Top of Entries provided

PR #2381, opened 2022-10-05
Fix kprobe multi-attachment

viktormalik:
Tests for kprobe multi-attachment are not executed in the CI, so we missed a couple of bugs. This PR fixes them (see individual commits for details).

Also, some runtime tests (including those for kprobe multi) require bpftool, so it is now installed in Docker. Unfortunately, kprobe_multi is stilll not available in the CI kernel.

##### Checklist

### DIFF
--- a/docker/Dockerfile.focal
+++ b/docker/Dockerfile.focal
@@ -41,6 +41,7 @@ RUN apt-get update && apt-get install -y \
       llvm-${LLVM_VERSION}-dev \
       llvm-${LLVM_VERSION}-runtime \
       libllvm${LLVM_VERSION} \
+      linux-tools-$(uname -r) \
       systemtap-sdt-dev \
       python3 \
       xxd \
--- a/CHANGELOG.md
+++ b/CHANGELOG.md
@@ -17,6 +17,9 @@ and this project adheres to
 #### Fixed
 - Fix pointer/register loads on 32-bit architectures
   - [#2361](https://github.com/iovisor/bpftrace/pull/2361)
+- Fix kprobe multi-attachment
+  - [#2381](https://github.com/iovisor/bpftrace/pull/2381)
+
 #### Docs
 #### Tools
 
--- a/src/attached_probe.cpp
+++ b/src/attached_probe.cpp
@@ -835,8 +835,7 @@ void AttachedProbe::attach_multi_kprobe(void)
   opts.kprobe_multi.syms = syms.data();
   opts.kprobe_multi.cnt = syms.size();
   opts.kprobe_multi.flags = probe_.type == ProbeType::kretprobe
-                                ? static_cast<enum ::bpf_attach_type>(
-                                      libbpf::BPF_TRACE_KPROBE_MULTI)
+                                ? BPF_F_KPROBE_MULTI_RETURN
                                 : 0;
 
   if (bt_verbose)
--- a/src/bpftrace.cpp
+++ b/src/bpftrace.cpp
@@ -138,7 +138,7 @@ int BPFtrace::add_probe(ast::Probe &p)
       attach_funcs.insert(attach_funcs.end(), matches.begin(), matches.end());
 
       if (feature_->has_kprobe_multi() && has_wildcard(attach_point->func) &&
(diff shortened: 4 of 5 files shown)


BurntBrunch (approved):
Looks pretty straight-forward.

docker/Dockerfile.focal
```diff
@@ -41,6 +41,7 @@ RUN apt-get update && apt-get install -y \
       llvm-${LLVM_VERSION}-dev \
       llvm-${LLVM_VERSION}-runtime \
       libllvm${LLVM_VERSION} \
+      linux-tools-$(uname -r) \
```
BurntBrunch, line 44: @viktormalik this actually breaks this docker file for non-ubuntu kernels, which makes the dockerfile useless for local development on e.g. Fedora. There's also no guarantee that a package for the host kernel would exist in the ubuntu repo for cross-distro situations. 

E.g.:
```
E: Unable to locate package linux-tools-5.19.16-200.fc36.x86_64
E: Couldn't find any package by glob 'linux-tools-5.19.16-200.fc36.x86_64'
E: Couldn't find any package by regex 'linux-tools-5.19.16-200.fc36.x86_64'
```

> A version corresponding to the host kernel must be installed.

I'm not sure this is true. bpftool only uses syscalls and libbpf, so it should fall back reasonably well.

Speaking of bpftool, I've noticed tests failing on Fedora because they hardcode old bpftool text output - this is clearly a problem for reproducible tests. The approach in a lot of libbpf-related projects is to vendor bpftool and honestly I think that's the only viable option if we want to rely on the not-meant-for-machines text output.

Ultimately, I think aiming for less dependence on the environment would help us with updates going forward. (I'm looking at you Alpine static build)

viktormalik: > @viktormalik this actually breaks this docker file for non-ubuntu kernels, which makes the dockerfile useless for local development on e.g. Fedora. 

Well, since the file is called `Dockerfile.focal`, I wouldn't expect it to work on anything else than Ubuntu Focal ;-) It certainly won't work on Fedora as it uses `apt` (we have `Dockerfile.fedora30` which is probably very outdated).

> Speaking of bpftool, I've noticed tests failing on Fedora because they hardcode old bpftool text output - this is clearly a problem for reproducible tests. The approach in a lot of libbpf-related projects is to vendor bpftool and honestly I think that's the only viable option if we want to rely on the not-meant-for-machines text output.

Yeah, vendoring bpftool in tests seems like the only viable option. I'm completely fine with that, it's good to have the test env under control as much as possible.

I'm also thinking if it'd make sense to add some support for running bpftool in tests. Something like instead of:
```
RUN {{BPFTRACE}} --unsafe -e 'kretprobe:ksys_* { system("/usr/sbin/bpftool prog | grep kprobe | grep ksys_ | wc -l"); exit(); }'
EXPECT 1
```
we'd have
```
RUN {{BPFTRACE}} --unsafe -e 'kretprobe:ksys_* { {{BPFTOOL_TEST}} exit(); }'
BPFTOOL_TEST {{BPFTOOL}} prog | grep kprobe | grep ksys | wc -l
EXPECT 1
```

which is at least more readable and we'll be able to, e.g., change the bpftool binary without affecting the tests. Still, it'll require some work so I'm not sure if it's worth it. Atm, we have 5 usages of bpftool throughout the tests, but I'd expect more to come.

> Ultimately, I think aiming for less dependence on the environment would help us with updates going forward. (I'm looking at you Alpine static build)

+1

BurntBrunch: > Well, since the file is called Dockerfile.focal, I wouldn't expect it to work on anything else than Ubuntu Focal ;-) It certainly won't work on Fedora as it uses apt (we have Dockerfile.fedora30 which is probably very outdated).

That's not what I mean. It's a docker container with a focal userspace but when instantiated on a fedora _kernel_, it fails because the uname propagates to the container. Notice the fc part in `linux-tools-5.19.16-200.fc36.x86_64`, that's coming from the `uname -r`, which talks to the fedora kernel. It doesn't make sense to me that the container would also require the host to be the same distro.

Bottom of Entries provided

Your goal: Work through the data and count each line holding the string "probably". Give only that count.

Response to the exercise: 2